Славик старательно улыбнулся.
«Врёшь, – подумал он, – всё врёшь! Утром балдела от безнаказанности, зато сейчас получишь конкретно по заслугам».
В городе он не прописан, паспорт никому не предъявлял, и, значит, как бы здесь и не существует. С ней прежде не пересекались, ни в какой её записной книжке не значится. И ни к чему в комнате пока не притронулся. И притрагиваться не будет. Пора делать дело и уходить. Правда, теперь он ненавидит и хочет её чуть поменьше, чем утром, и гораздо меньше, чем ту, с вырезом, но все равно: освободиться от беспредельной власти может лишь убив. Другого выхода нет.
Поморщился, рассмотрев близко влажную шею с дешёвенькой цепочкой. Оглянулся по сторонам в поисках увесистого предмета. Надо разом, чтобы шлёп – и нету. Парикмахерша, словно почувствовав, обернулась.
– Включи музыку, выбери что-нибудь танцевальное.
Славик направился к магнитоле. «Останутся отпечатки. Ничего, сотру после». Включил и автоматически навёл волну своей привычной радиостанции, утром передавшей ему шоколадного зайца. Из города сразу уехать на междугороднем автобусе, в кассах паспорт не спрашивают. Хозяйке оставить записку, что убыл в командировку и больше не вернётся, все вещи оставляет в подарок. Она зайдёт в квартиру через несколько месяцев, по окончании срока, и будет очень рада. Взять только ноутбук. А из другого города улететь на Бали, нет, лучше всё-таки в Мексику. Года на три. Вот такой получится шоколадный заяц.
– Чего молчишь, рассказал бы что-нибудь весёленькое, – парикмахерша достала из шкафчика рюмки.
«Раз подарила песню, значит, обязательно придёт сегодня! – вдруг догадался Славик. – Деньги все, конечно, истратила, поэтому разденется и будет лежать на площадке до посинения. А меня-то дома нет!»
Он молча направился к двери.
– Ты куда? Сигарет купи!
Вышел из подъезда, с сожалением вспомнив, что не стёр отпечатки с магнитолы, и бросился бежать. «Лежит, конечно, лежит там опять…» Вверх по лестнице на свой пятый этаж скакал бешеным австралийским кенгуру, на четвёртом не выдержал, глянул вверх.

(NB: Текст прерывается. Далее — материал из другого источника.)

PR #828, opened 2026-09-11
@GenerateMapping spreads a nested domain record across a flat wire (#674)

### LINKED ISSUE #674: [FEAT] @GenerateMapping: flatten/unflatten a nested domain component against a flat wire
## The gap

MapStruct maps `@Mapping(source = "address.city", target = "city")` in both directions, auto-creating intermediate objects when unflattening. HKJ has no answer: `@MapField(to = ...)` is a flat wire name, a derived `Getter` can flatten outbound but `parse` ignores derived fields by design, and a domain component with no wire counterpart is a hard error. Bidirectional flattening is therefore impossible today, and the implicit fix ("restructure the wire to nest") fails exactly when the wire format is externally fixed. This blocks a large class of real mappers.

A nested domain component declared as fed by a group of flat wire components, both directions, with the doctrine intact:

```java
public record Customer(String name, Address address) {}
public record Address(String street, String city, String postcode) {}
// externally fixed flat wire:
public record CustomerDto(String name, String street, String city, String postcode) {}

@GenerateMapping
public interface CustomerMapping extends MappingSpec<Customer, CustomerDto> {
  @FlattenedInto({"street", "city", "postcode"})   // strawman syntax, see below
  Address address();
}
```

- `build` flattens: `dto.street = domain.address().street()` and so on.
- `parse` unflattens: the flat fields assemble the `Address` through `Validated.fields()`, so failures locate as `address.street: must not be null` — the flat wire gains the domain's nested paths, consistent with the domain-named-paths contract.
- Nesting composes: the assembled component may itself route through leaves for its fields.

- **Declaration syntax.** Candidates: (a) an annotation on an abstract marker method naming the wire fields (strawman above); (b) `@MapField(to = "street", of = "address.street")` per flat field; (c) a prefix convention (`address_street`) with an opt-in. Weigh explicitness vs ceremony; the collision sweep and rename machinery must compose.
- **Name mapping inside the group.** Same-named fields map positionally-by-name (street↔street); renamed inner fields need a story.
- **Arity interaction.** The assembled component consumes its own `fields()` ladder; interaction with the parse arity ceiling (see the parse-arity draft) needs stating.
- **Location grammar.** Errors locate under the domain path (`address.city`), which for a flat wire means paths that name fields the client never sent grouped under a prefix it never sent; extend the domain-named-paths documentation honestly.
- **Depth.** One level first; recursive flattening (`address.geo.lat`) only if the design falls out naturally.
- **Projection/patch/update tiers.** Decide per tier whether flattened groups participate or are rejected initially.

## Dependencies / scope

- Depends on: nothing hard; benefits from the parse-arity work (#670) landing first.
- In: design document with the syntax decision, then implementation for the full record-record tier (build + parse), diagnostics (unknown wire field in group, overlapping groups, group vs rename collisions), laws, goldens, book section.
- Out (first cut): bean wires, generic specs, sparse tier, recursive depth beyond one level.

MagnusSmith:
Closes #674.

A nested domain record can now map to a flat wire, both directions. `Customer` holds an `Address`; the wire, fixed by someone else, carries `street`, `city` and `postcode` as plain fields. No single wire component carries the address, so a leaf could not map it and the pair was a hard error. A `@Flatten` marker named after the domain component declares the spread:

```java
public record Address(String street, String city, String postcode) {}
public record Customer(String name, Address address) {}
public record CustomerDto(String name, String street, String city, String postcode) {}

@GenerateMapping
public interface CustomerMapping extends MappingSpec<Customer, CustomerDto> {
  @Flatten
  Address address();
}
```

```java
// generated
public CustomerDto build(Customer domain) {
  return new CustomerDto(domain.name(), domain.address().street(), domain.address().city(), domain.address().postcode());
}
public Validated<NonEmptyList<FieldError>, Customer> parse(CustomerDto wire) {
  return Validated.fields()
      .field("name", hkj$ifPresent(wire.name(), Validated::validNel))
      .field("address", Validated.fields()
        .field("street", hkj$ifPresent(wire.street(), Validated::validNel))
        .field("city", hkj$ifPresent(wire.city(), Validated::validNel))
        .field("postcode", hkj$ifPresent(wire.postcode(), Validated::validNel))
        .apply(Address::new))
      .apply(Customer::new);
}
// parse(new CustomerDto("Ada", null, "Leeds", null))
// Invalid(NonEmptyList[address.street: must not be null, address.postcode: must not be null])
```

## Design

The issue left the syntax open between an annotation naming the wire fields, per-field `@MapField(to, of)` paths, and a prefix convention. This takes the marker shape the spec vocabulary already has (`@MapField`, `@OptionalBridge`): an abstract method named after the domain component, stubbed by the Impl, spread **by name**. The record's components (the group) then take the whole existing vocabulary by their own names, with no new attribute grammar:

- `@MapField(to = "addressLine1") String street();` renames a group member;
- `default ValidatedPrism<String, Postcode> postcode()` converts one, and makes the mapping fallible exactly as a top-level leaf would;
- `@OptionalBridge Optional<String> fax();` bridges a member that is `Optional`, declared locally or inherited;
- a member that is itself a record nests through its own spec; containers lift.

```mermaid
flowchart LR
    D["Customer<br/>name, address: Address(street, city, postcode)"] -->|"build: domain.address().street() ..."| W["CustomerDto<br/>name, street, city, postcode"]
    W -->|"parse: nested fields() ladder"| D
    W -.->|"failure locates as<br/>address.street"| E["located FieldError"]
```

Inside the processor there is no new correspondence kind. `Correspondence` gained a nullable `Group` (name + record type); `classify` classifies each group member against the wire exactly as a top-level component, through the extracted `classifyComponent`, tagged with its group, and the members stay contiguous. `parseLegs` folds a group's run into one leg carrying its own `fields()` ladder, which is what gives the domain-named paths for free; `reverseArgs` rebuilds the record for `asIso()`; `domainRead` reads through the group for `build`. `collectFlattened` runs before renames, leaves and bridges are collected, since a group's member names join what those may bind to; the projection and component-count checks count wire slots rather than domain components.

The marker restates the record it spreads, and its return type must be the component's own type, so a spec that drifts from its domain fails to compile rather than spreading whatever the component has become (the bridge marker's rule). The annotation is retained in the class file: the classpath index decides whether a dependency's spec is parse-capable by counting the wire components its domain calls for, and a flattened component calls for one per member. Without the retention a flattening spec in a dependency would register as a projection and nothing could nest it.

Rules, each a compile error naming both sides: a group member may not share a name with a domain component or with another group's member, so two components of one record type cannot both be spread (the wire component would need two sources); a derived field may not be named after a member; a rename may not be named after the flattened component itself, whether on the same method or inherited beside the marker; a wire component named after the flattened component must be fed by a rename from another component; a marker cannot combine with `@MapField` or `@OptionalBridge`, cannot be leaf-shaped, needs no parameters and no body; a local marker naming no component is refused with a did-you-mean, an inherited one stays inert (the bridge precedent). Diagnostics inside a group say where the member came from: a missing counterpart reads `domain field 'Address.postcode' (spread from 'address') has no wire counterpart named 'postcode'`, a collision names the domain paths (`'name' and 'address.street'`), and the too-many-components error lists the groups it counted and offers `@Flatten` for a record component with no counterpart. An all-identity group keeps the mapping lossless, so `asIso()` survives and reassembles the record.

Not supported yet, each refused with a diagnostic: bean-shaped wires, generic specs, projections (a wire with fewer components), sparse `UpdateSpec`s, a record with no components, a raw or wildcard-carrying record type (the group is reassembled as `new Address(...)`, which such a type cannot be written into), a group wider than one `fields()` ladder (the chunked emitter writes statements, not an expression, so nested chunking is a follow-up), and a second level of spreading (a marker naming a group member is refused; a record inside the group nests through its own spec).

## Tests

`MappingProcessorFlattenTest` (44 cases): emission for identity, leaf, rename, nested spec, inner bridge (local and inherited), containers inside the group, a flattened first component, two groups, a rename feeding the wire component named after the group, a generic domain instantiated concretely, and a flattening spec nested by another in the same compilation; agreeing mix-in markers; `asIso()` reassembly; a runtime round trip with located failures; and every refusal above. `MappingProcessorClasspathTest` nests a flattening spec from a dependency and runs the composed parse. `GeneratedMappingLawsTest` law-checks an all-identity group's `asIso()` and a leaf-carrying group's `asValidatedPrism()` through `MappingLaws`. A `FlattenedCustomerMappingImpl` golden pins the generated text (two groups, a rename and a leaf inside). `MappingProcessor*` stays at 100% line, branch and instruction coverage.

## Docs

`mapping/structure.md` gains "Flattening a nested component onto a flat wire" directly after the nesting section, including a compiled and run example from `RecordMappingBook` with its output; the limits table in `testing.md` has the row; `basics.md`, `codecs.md`, the annotations-at-a-glance table and the glossary mention the marker where they list the vocabulary; the hkj-mapping skill has a section with a verified snippet and a table row; `@GenerateMapping`, `@MapField` and the new `@Flatten` javadocs describe it; the release history has an entry. The chapter introduction now credits MapStruct with deep path flattening rather than nested-path flattening, since one level is covered here. In passing, two annotation javadocs lost their issue-number provenance.

## Summary by CodeRabbit

- **New Features**
  - Added `@Flatten` support for spreading nested domain records across flat wire fields.
  - Supports bidirectional mapping, field renames, conversions, optional bridges, nested mappings, and containers.
  - Validation errors from flattened fields are accumulated and reported using nested domain paths.

- **Documentation**
  - Added guidance, examples, glossary entries, release history, supported limitations, and diagnostics for flattened mappings.

- **Tests**
  - Added coverage for round trips, validation, nested mappings, naming conflicts, unsupported configurations, and generated output.


MagnusSmith:
@coderabbit full review

PR #1584, opened 2017-11-07
Implement Selyse Baratheon (FotOG), Dragonstone Castle & Greensight

DukeTax:


server/game/cards/08.4-FotOG/SelyseBaratheon.js
```diff
@@ -0,0 +1,28 @@
+const DrawCard = require('../../drawcard.js');
+
+class SelyseBaratheon extends DrawCard {
+    setupCardAbilities() {
+        this.forcedReaction({
+            when: {
+                onCardEntersPlay: event => event.card === this && event.playingType === 'marshal' && !this.controller.faction.kneeled
```
zacchiro: Given the card text uses "then", I think you'd be forced to kneel all non-Lady characters even if your faction card is initially knelt. If so, the last part of this test should be removed, and a corresponding if() should be added to the handler.

DukeTax: From the [RRG](http://thronesdb.com/rulesreference#The_word_Then):

> If the pre-then aspect of an effect does not successfully resolve in full, the post-then aspect does not attempt to resolve.

PR #1586, opened 2017-11-09
Only remove from a challenge characters that are leaving play if they were participating

DukeTax:


server/game/challenge.js
```diff
@@ -241,7 +241,9 @@ class Challenge {
     }
 
     onCardLeftPlay(event) {
-        this.removeFromChallenge(event.card);
+        if(this.isParticipating(event.card)) {
```
ystros: It might be better to check this directly in the removeFromChallenge method and return if it isn't participating. There could be other cases where `removeFromChallenge` is called on cards not necessarily in the challenge, which we wouldn't want to raise the event.

PR #1590, opened 2017-11-11
Extract plots to separate component

ystros:
This will probably conflict slightly with #1587, just let me know.

### DIFF
--- a/client/GameBoard.jsx
+++ b/client/GameBoard.jsx
@@ -11,7 +11,6 @@ import PlayerStats from './GameComponents/PlayerStats.jsx';
 import PlayerRow from './GameComponents/PlayerRow.jsx';
 import ActivePlayerPrompt from './GameComponents/ActivePlayerPrompt.jsx';
 import CardZoom from './GameComponents/CardZoom.jsx';
-import CardPile from './GameComponents/CardPile.jsx';
 import GameConfiguration from './GameComponents/GameConfiguration.jsx';
 import PlayerBoard from './GameComponents/PlayerBoard.jsx';
 import GameChat from './GameComponents/GameChat.jsx';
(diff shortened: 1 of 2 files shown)


client/GameBoard.jsx
```diff
@@ -280,28 +281,35 @@ export class InnerGameBoard extends React.Component {
...
-                    onMouseOver={ this.onMouseOver } onMouseOut={ this.onMouseOut } orientation='horizontal' onMenuItemClick={ this.onMenuItemClick }
-                    onCardClick={ this.onCardClick } onDragDrop={ this.onDragDrop } size={ this.props.user.settings.cardSize } />
-                <CardPile className={ thisPlayer.plotSelected ? 'plot plot-selected' : 'plot' }
-                    title='Plots' source='plot deck' cards={ thisPlayer.cardPiles.plotDeck } topCard={ { facedown: true, kneeled: true } } orientation='horizontal'
-                    onMouseOver={ this.onMouseOver } onMouseOut={ this.onMouseOut } onCardClick={ this.onCardClick } onDragDrop={ this.onDragDrop }
-                    closeOnClick size={ this.props.user.settings.cardSize } />
-                { this.getSchemePile(thisPlayer, !this.state.spectating) }
-            </div>
+            <PlayerPlots
+                { ...commonProps }
```
ystros: Let me know if you absolutely hate this syntax and I can drop the corresponding commit. It seemed like a good idea to help emphasize what's different between the two PlayerPlots components (i.e. mostly the player).

If you like it, I should probably go back and apply it to the CardPile rendering in PlayerPlots itself. There'd be more benefit there (3x mostly identical components) than there is here.

cryogen: I think it's fine, but going forward I probably want to encapsulate more of these things in an object that can either be saved/sent via redux or passed around whole so that it doesnt require a zillion attributes to every component.  This will do for now, though

cryogen:
There's a confict to resolve

ystros:
Resolved

PR #1593, opened 2017-11-11
Automatically close old pending games

ystros:
Check the list of games on the lobby every minute and automatically
close games that haven't started within 15 minutes of their creation
time.

### DIFF
--- a/server/lobby.js
+++ b/server/lobby.js
@@ -40,7 +40,7 @@ class Lobby {
 
         this.loadCardData();
 
-        setInterval(() => this.clearStalePendingGames(), 60000);
+        setInterval(() => this.clearStalePendingGames(), 60 * 1000);
     }
 
     async loadCardData() {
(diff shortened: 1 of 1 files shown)


server/lobby.js
```diff
@@ -39,6 +39,8 @@ class Lobby {
         this.lastUserBroadcast = moment();
 
         this.loadCardData();
+
+        setInterval(() => this.clearStalePendingGames(), 60000);
```
cryogen: I would typically break this out into its lower factors so it's slightly more clear what timeframe it is: ie 60 * 1000

server/lobby.js
```diff
@@ -242,6 +244,19 @@ class Lobby {
         this.broadcastGameList();
     }
 
+    clearStalePendingGames() {
+        const timeout = 900000;
```
cryogen: And here, while you're at it

PR #1604, opened 2017-11-20
Implement Stark, Greyjoy and Targaryen cards from TAK

DukeTax:


server/game/cards/08.1-TAK/BloodyArakh.js
```diff
@@ -0,0 +1,36 @@
...
+            },
+            handler: context => {
+                context.player.sacrificeCard(this);
+
+                this.untilEndOfPhase(ability => ({
+                    targetType: 'player',
+                    effect: ability.effects.modifyChallengeTypeLimit('military', 1)
+                }));
+
+                this.game.addMessage('{0} sacrifices {1} and is then able to initiate an additional {2} challenge this phase',
```
zacchiro: proposed simpler wording "… and can initiate an additional …"

server/game/cards/08.1-TAK/BloodyArakh.js
```diff
@@ -0,0 +1,36 @@
+const DrawCard = require('../../drawcard.js');
+
+class BloodyArakh extends DrawCard {
+    setupCardAbilities(ability) {
+        this.reaction({
+            max: ability.limit.perPhase(1),
+            when: {
+                afterChallenge: event => event.challenge.winner === this.controller && event.challenge.challengeType === 'military' &&
```
zacchiro: Unless I'm missing something Bloody Arakh can be attached to opponent characters and, in that case, will need to trigger when the opponent wins a challenge, not the attachment controller. So this check needs to be a bit more complicated, unfortunately.

server/game/cards/08.1-TAK/DaarioNaharis.js
```diff
@@ -0,0 +1,33 @@
...
+                cardCondition: card => card.location === 'play area' && card !== this && (card.kneeled || card.controller !== this.controller) &&
+                                       (card.hasTrait('Ally') || card.hasTrait('Companion') || card.hasTrait('Mercenary'))
+            },
+            handler: context => {
+                if(context.target.kneeled) {
+                    context.target.controller.standCard(context.target);
+                }
+
+                if(context.target.controller !== this.controller) {
+                    this.untilEndOfRound(ability => ({
```
zacchiro: should be untilEndOfPhase

server/game/cards/08.1-TAK/NaggasRibs.js
```diff
@@ -0,0 +1,26 @@
+const DrawCard = require('../../drawcard.js');
+
+class NaggasRibs extends DrawCard {
+    setupCardAbilities(ability) {
+        this.persistentEffect({
+            match: this,
+            effect: ability.effects.modifyDominanceStrength(2 * this.controller.deadPile.size())
```
zacchiro: Might be a tad paranoid, but this will break if we'll ever have non-character cards in the dead pile. If we want to be defensive, this should count only character cards. Not sure if it's worth it.

server/game/cards/08.1-TAK/BloodyArakh.js
DukeTax: That's probably better. I've always tried to signify 'then'-effects by including the word, but they keep introducing weirder effects making for such awakward messages.

PR #1611, opened 2017-11-23
Redirect immediately after saving deck

ystros:
Previously, you had to click the "Add/Save" button when editing decks
twice before it would take you back to the deck list. It was saving both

Сверху на него смотрела Вика, но не голая, а совсем наоборот: в белом летнем лёгком платье, белых туфлях, и при сумочке, тоже белой, с новой причёской. Он и не догадывался, сколько можно всего накупить на китайском рынке за пятьсот долларов. И не знал пока, что в дополнение ко всему под платьем тоже белоснежное бельё. Полный комплект в подарок. Она стояла, облокотившись на перила, смотрела, как он скачет. Задержав дыхание, Славик перешёл на медленный шаг.
– Привет, с днём рождения!
– Привет, спасибо.
Прошёл мимо. Вставил ключ в замочную скважину. Обернулся.